## Instructions to follow
Output all of the records again, exactly as written.

########################################

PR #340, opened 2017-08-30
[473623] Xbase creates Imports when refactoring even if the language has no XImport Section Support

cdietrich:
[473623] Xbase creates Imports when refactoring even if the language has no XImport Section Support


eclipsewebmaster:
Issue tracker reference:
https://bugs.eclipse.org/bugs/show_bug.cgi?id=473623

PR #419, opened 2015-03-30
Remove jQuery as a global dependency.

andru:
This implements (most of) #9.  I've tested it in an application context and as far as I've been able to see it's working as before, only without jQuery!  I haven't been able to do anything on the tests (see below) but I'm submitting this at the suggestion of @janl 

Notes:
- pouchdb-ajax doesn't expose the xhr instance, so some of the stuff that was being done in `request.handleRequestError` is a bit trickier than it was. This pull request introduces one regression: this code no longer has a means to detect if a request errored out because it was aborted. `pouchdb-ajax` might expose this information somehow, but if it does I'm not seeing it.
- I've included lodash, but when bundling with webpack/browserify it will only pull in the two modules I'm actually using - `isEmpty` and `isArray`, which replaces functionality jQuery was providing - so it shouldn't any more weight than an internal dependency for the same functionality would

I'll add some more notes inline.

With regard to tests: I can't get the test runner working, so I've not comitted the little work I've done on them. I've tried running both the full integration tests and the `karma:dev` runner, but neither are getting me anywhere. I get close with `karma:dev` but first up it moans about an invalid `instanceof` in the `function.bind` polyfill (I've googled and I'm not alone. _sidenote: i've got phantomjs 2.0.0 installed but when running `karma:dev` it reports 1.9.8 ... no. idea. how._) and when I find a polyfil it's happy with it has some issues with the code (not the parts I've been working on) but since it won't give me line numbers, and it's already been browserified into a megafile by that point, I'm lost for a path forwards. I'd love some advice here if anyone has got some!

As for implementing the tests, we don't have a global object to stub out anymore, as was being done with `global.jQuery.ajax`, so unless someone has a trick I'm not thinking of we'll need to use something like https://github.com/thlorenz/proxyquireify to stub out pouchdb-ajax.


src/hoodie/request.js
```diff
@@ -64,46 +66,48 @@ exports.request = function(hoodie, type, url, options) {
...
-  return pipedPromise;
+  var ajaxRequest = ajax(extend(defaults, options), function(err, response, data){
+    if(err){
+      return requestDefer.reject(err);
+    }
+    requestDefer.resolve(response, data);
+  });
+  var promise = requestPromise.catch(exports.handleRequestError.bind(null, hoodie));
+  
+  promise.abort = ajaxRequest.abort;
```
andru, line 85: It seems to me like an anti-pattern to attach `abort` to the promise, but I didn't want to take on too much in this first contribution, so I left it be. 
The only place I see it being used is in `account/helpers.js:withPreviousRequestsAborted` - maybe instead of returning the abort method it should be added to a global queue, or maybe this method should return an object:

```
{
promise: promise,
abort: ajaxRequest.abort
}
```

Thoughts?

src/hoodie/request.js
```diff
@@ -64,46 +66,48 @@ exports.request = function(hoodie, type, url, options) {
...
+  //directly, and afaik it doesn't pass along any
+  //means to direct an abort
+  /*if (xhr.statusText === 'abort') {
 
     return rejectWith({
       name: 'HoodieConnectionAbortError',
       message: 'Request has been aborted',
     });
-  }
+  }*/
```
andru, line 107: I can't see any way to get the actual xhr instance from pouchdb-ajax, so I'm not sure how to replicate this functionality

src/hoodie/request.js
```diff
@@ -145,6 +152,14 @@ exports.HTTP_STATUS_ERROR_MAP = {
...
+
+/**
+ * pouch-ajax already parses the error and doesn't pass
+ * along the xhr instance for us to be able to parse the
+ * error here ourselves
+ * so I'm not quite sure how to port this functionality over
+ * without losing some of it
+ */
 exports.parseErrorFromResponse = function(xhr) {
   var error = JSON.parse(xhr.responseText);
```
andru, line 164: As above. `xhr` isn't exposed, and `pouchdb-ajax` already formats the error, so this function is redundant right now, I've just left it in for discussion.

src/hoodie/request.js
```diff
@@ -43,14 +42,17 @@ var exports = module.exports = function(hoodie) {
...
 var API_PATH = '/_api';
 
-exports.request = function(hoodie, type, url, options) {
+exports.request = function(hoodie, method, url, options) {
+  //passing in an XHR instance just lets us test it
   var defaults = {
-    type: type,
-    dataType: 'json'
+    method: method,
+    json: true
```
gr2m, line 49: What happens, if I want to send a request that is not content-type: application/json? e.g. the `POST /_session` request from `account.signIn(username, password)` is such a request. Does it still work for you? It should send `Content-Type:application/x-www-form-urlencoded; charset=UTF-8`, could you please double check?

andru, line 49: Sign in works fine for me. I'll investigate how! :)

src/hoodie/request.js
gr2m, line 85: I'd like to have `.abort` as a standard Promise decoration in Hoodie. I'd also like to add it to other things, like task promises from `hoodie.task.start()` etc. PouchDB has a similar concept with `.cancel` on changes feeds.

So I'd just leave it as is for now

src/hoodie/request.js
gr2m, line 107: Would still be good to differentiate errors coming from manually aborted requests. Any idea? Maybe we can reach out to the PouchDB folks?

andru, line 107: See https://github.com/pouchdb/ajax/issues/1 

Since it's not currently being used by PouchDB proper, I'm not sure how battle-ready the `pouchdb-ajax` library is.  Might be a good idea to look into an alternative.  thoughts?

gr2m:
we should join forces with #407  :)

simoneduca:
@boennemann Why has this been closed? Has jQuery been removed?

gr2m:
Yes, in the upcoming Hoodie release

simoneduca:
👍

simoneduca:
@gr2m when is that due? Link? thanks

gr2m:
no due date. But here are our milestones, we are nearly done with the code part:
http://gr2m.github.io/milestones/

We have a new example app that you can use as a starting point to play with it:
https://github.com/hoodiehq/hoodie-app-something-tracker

########################################

## Exercise solution
PR #340, opened 2017-08-30
[473623] Xbase creates Imports when refactoring even if the language has no XImport Section Support

cdietrich:
[473623] Xbase creates Imports when refactoring even if the language has no XImport Section Support


eclipsewebmaster:
Issue tracker reference:
https://bugs.eclipse.org/bugs/show_bug.cgi?id=473623

PR #419, opened 2015-03-30
Remove jQuery as a global dependency.

andru:
This implements (most of) #9.  I've tested it in an application context and as far as I've been able to see it's working as before, only without jQuery!  I haven't been able to do anything on the tests (see below) but I'm submitting this at the suggestion of @janl 

Notes:
- pouchdb-ajax doesn't expose the xhr instance, so some of the stuff that was being done in `request.handleRequestError` is a bit trickier than it was. This pull request introduces one regression: this code no longer has a means to detect if a request errored out because it was aborted. `pouchdb-ajax` might expose this information somehow, but if it does I'm not seeing it.
- I've included lodash, but when bundling with webpack/browserify it will only pull in the two modules I'm actually using - `isEmpty` and `isArray`, which replaces functionality jQuery was providing - so it shouldn't any more weight than an internal dependency for the same functionality would

I'll add some more notes inline.

With regard to tests: I can't get the test runner working, so I've not comitted the little work I've done on them. I've tried running both the full integration tests and the `karma:dev` runner, but neither are getting me anywhere. I get close with `karma:dev` but first up it moans about an invalid `instanceof` in the `function.bind` polyfill (I've googled and I'm not alone. _sidenote: i've got phantomjs 2.0.0 installed but when running `karma:dev` it reports 1.9.8 ... no. idea. how._) and when I find a polyfil it's happy with it has some issues with the code (not the parts I've been working on) but since it won't give me line numbers, and it's already been browserified into a megafile by that point, I'm lost for a path forwards. I'd love some advice here if anyone has got some!

As for implementing the tests, we don't have a global object to stub out anymore, as was being done with `global.jQuery.ajax`, so unless someone has a trick I'm not thinking of we'll need to use something like https://github.com/thlorenz/proxyquireify to stub out pouchdb-ajax.


src/hoodie/request.js
```diff
@@ -64,46 +66,48 @@ exports.request = function(hoodie, type, url, options) {
...
-  return pipedPromise;
+  var ajaxRequest = ajax(extend(defaults, options), function(err, response, data){
+    if(err){
+      return requestDefer.reject(err);
+    }
+    requestDefer.resolve(response, data);
+  });
+  var promise = requestPromise.catch(exports.handleRequestError.bind(null, hoodie));
+  
+  promise.abort = ajaxRequest.abort;
```
andru, line 85: It seems to me like an anti-pattern to attach `abort` to the promise, but I didn't want to take on too much in this first contribution, so I left it be. 
The only place I see it being used is in `account/helpers.js:withPreviousRequestsAborted` - maybe instead of returning the abort method it should be added to a global queue, or maybe this method should return an object:

```
{
promise: promise,
abort: ajaxRequest.abort
}
```

Thoughts?

src/hoodie/request.js
```diff
@@ -64,46 +66,48 @@ exports.request = function(hoodie, type, url, options) {
...
+  //directly, and afaik it doesn't pass along any
+  //means to direct an abort
+  /*if (xhr.statusText === 'abort') {
 
     return rejectWith({
       name: 'HoodieConnectionAbortError',
       message: 'Request has been aborted',
     });
-  }
+  }*/
```
andru, line 107: I can't see any way to get the actual xhr instance from pouchdb-ajax, so I'm not sure how to replicate this functionality

src/hoodie/request.js
```diff
@@ -145,6 +152,14 @@ exports.HTTP_STATUS_ERROR_MAP = {
...
+
+/**
+ * pouch-ajax already parses the error and doesn't pass
+ * along the xhr instance for us to be able to parse the
+ * error here ourselves
+ * so I'm not quite sure how to port this functionality over
+ * without losing some of it
+ */
 exports.parseErrorFromResponse = function(xhr) {
   var error = JSON.parse(xhr.responseText);
```
andru, line 164: As above. `xhr` isn't exposed, and `pouchdb-ajax` already formats the error, so this function is redundant right now, I've just left it in for discussion.

src/hoodie/request.js
```diff
@@ -43,14 +42,17 @@ var exports = module.exports = function(hoodie) {
...
 var API_PATH = '/_api';
 
-exports.request = function(hoodie, type, url, options) {
+exports.request = function(hoodie, method, url, options) {
+  //passing in an XHR instance just lets us test it
   var defaults = {
-    type: type,
-    dataType: 'json'
+    method: method,
+    json: true
```
gr2m, line 49: What happens, if I want to send a request that is not content-type: application/json? e.g. the `POST /_session` request from `account.signIn(username, password)` is such a request. Does it still work for you? It should send `Content-Type:application/x-www-form-urlencoded; charset=UTF-8`, could you please double check?

andru, line 49: Sign in works fine for me. I'll investigate how! :)

src/hoodie/request.js
gr2m, line 85: I'd like to have `.abort` as a standard Promise decoration in Hoodie. I'd also like to add it to other things, like task promises from `hoodie.task.start()` etc. PouchDB has a similar concept with `.cancel` on changes feeds.

So I'd just leave it as is for now

src/hoodie/request.js
gr2m, line 107: Would still be good to differentiate errors coming from manually aborted requests. Any idea? Maybe we can reach out to the PouchDB folks?

andru, line 107: See https://github.com/pouchdb/ajax/issues/1 

Since it's not currently being used by PouchDB proper, I'm not sure how battle-ready the `pouchdb-ajax` library is.  Might be a good idea to look into an alternative.  thoughts?

gr2m:
we should join forces with #407  :)

simoneduca:
@boennemann Why has this been closed? Has jQuery been removed?

gr2m:
Yes, in the upcoming Hoodie release

simoneduca:
👍

simoneduca:
@gr2m when is that due? Link? thanks

gr2m:
no due date. But here are our milestones, we are nearly done with the code part:
http://gr2m.github.io/milestones/

We have a new example app that you can use as a starting point to play with it:
https://github.com/hoodiehq/hoodie-app-something-tracker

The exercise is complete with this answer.